====== PROVIDED INFORMATION
PR #189, opened 2018-03-07
Fix case for isSubclassOf method

mkopinsky:
Similar to lexpress/doctrine1#47 (which addresses lexpress/doctrine1#40)


j0k3r:
Thanks @mkopinsky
============
YOUR GOAL: Reproduce the listing in full. Change nothing.

RESPONSE BELOW:
PR #189, opened 2018-03-07
Fix case for isSubclassOf method

mkopinsky:
Similar to lexpress/doctrine1#47 (which addresses lexpress/doctrine1#40)


j0k3r:
Thanks @mkopinsky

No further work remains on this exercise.